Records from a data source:
##############################

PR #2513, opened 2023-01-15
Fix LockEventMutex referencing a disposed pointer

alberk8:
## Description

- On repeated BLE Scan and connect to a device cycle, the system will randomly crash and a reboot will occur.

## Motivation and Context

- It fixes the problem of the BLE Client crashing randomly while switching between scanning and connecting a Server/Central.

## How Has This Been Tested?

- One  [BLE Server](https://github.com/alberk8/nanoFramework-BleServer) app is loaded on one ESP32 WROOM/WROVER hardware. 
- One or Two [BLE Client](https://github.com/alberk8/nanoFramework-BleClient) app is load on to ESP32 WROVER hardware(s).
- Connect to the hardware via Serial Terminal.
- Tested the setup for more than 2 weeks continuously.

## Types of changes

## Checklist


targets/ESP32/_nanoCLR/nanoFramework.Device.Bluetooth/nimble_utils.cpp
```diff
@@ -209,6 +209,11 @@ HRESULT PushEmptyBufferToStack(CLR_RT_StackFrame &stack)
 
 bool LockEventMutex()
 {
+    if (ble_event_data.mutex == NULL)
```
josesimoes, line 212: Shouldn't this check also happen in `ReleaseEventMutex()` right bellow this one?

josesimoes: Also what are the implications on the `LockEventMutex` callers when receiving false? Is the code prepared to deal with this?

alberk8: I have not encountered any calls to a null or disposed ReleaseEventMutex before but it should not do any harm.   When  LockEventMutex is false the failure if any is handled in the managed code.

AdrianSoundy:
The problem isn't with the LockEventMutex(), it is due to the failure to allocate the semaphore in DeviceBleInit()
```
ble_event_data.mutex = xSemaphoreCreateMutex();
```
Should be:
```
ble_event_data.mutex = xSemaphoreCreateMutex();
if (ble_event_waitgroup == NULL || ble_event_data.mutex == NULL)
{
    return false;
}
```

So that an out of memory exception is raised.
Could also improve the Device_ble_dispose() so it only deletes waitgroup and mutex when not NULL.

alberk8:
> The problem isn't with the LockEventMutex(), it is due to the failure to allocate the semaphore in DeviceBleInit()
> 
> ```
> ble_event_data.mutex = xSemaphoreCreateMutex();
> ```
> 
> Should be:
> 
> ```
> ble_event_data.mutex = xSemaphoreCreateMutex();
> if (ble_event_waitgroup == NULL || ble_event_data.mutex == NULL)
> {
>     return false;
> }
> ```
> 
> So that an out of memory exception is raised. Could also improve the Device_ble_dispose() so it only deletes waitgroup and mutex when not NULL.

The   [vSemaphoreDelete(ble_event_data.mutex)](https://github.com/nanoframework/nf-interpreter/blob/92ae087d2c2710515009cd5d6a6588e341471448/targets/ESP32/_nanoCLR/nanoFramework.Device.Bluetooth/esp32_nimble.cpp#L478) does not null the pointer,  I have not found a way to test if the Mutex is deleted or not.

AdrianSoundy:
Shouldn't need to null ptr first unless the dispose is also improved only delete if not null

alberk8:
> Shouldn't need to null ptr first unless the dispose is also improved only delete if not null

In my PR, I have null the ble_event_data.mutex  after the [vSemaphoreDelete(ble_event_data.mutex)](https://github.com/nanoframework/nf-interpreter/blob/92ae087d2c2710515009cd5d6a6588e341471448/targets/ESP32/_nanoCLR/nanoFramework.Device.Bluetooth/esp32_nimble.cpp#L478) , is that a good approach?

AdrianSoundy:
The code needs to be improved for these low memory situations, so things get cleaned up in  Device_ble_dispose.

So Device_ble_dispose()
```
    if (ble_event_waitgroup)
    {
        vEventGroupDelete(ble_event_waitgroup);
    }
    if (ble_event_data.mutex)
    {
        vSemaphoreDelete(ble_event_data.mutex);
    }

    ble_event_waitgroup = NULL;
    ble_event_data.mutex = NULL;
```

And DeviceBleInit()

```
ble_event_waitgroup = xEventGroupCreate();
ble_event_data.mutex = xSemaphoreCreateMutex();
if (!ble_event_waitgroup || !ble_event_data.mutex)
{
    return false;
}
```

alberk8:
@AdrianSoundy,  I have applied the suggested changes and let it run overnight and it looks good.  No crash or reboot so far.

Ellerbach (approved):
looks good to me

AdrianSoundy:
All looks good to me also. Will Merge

##############################

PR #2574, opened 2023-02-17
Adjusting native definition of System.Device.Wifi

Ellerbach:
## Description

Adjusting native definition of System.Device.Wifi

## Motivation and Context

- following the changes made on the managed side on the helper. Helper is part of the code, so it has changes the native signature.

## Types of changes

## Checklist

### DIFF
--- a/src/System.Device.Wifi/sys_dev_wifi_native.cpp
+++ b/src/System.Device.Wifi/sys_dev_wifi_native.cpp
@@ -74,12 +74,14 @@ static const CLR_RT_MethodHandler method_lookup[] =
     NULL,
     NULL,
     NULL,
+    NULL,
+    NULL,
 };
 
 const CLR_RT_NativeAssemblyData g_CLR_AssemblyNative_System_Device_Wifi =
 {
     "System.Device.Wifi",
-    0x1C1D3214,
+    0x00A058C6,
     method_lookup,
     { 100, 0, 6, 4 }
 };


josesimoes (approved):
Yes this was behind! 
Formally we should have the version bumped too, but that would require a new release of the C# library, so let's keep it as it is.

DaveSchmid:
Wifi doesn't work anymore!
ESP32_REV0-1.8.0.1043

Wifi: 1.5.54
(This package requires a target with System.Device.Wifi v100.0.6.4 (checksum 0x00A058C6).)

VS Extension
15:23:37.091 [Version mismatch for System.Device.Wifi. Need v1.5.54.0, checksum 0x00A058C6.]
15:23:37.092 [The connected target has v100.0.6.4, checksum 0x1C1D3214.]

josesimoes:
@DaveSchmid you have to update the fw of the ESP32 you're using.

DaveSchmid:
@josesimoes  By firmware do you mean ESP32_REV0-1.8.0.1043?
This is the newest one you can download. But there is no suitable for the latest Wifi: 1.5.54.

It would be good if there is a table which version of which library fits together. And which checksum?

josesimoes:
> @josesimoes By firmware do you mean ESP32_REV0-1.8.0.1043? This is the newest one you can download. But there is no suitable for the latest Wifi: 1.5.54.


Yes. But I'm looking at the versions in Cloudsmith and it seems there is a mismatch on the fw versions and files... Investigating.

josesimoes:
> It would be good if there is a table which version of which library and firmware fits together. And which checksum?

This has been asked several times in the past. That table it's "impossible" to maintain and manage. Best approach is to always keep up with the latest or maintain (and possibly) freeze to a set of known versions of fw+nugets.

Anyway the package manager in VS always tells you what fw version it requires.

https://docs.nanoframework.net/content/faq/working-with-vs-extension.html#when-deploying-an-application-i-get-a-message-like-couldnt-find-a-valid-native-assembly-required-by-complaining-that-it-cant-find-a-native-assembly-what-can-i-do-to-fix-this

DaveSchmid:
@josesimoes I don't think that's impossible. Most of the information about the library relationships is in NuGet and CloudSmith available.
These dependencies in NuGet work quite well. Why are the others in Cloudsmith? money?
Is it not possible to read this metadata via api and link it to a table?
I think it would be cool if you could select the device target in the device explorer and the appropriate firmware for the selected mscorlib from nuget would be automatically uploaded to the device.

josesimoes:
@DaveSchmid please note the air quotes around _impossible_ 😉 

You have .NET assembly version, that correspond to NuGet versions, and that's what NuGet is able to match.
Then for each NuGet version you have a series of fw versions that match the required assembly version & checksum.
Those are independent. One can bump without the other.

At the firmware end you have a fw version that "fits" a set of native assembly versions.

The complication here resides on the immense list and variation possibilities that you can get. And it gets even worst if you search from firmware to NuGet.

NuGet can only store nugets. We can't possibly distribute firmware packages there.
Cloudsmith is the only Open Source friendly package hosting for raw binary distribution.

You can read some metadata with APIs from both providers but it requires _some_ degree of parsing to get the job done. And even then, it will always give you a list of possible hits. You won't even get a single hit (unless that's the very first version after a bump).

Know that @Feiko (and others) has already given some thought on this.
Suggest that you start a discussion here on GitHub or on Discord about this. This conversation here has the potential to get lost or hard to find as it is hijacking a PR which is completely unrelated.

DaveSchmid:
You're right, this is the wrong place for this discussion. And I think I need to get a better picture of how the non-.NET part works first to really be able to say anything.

##############################

:: REQUIRED WORK ::
In the entries above, one line contains "Then for each" and another contains "Cloudsmith is the". Reproduce exactly those two lines and the lines between them, nothing else.

:: REPLY TO THE TASK ::
Then for each NuGet version you have a series of fw versions that match the required assembly version & checksum.
Those are independent. One can bump without the other.

At the firmware end you have a fw version that "fits" a set of native assembly versions.

The complication here resides on the immense list and variation possibilities that you can get. And it gets even worst if you search from firmware to NuGet.

NuGet can only store nugets. We can't possibly distribute firmware packages there.
Cloudsmith is the only Open Source friendly package hosting for raw binary distribution.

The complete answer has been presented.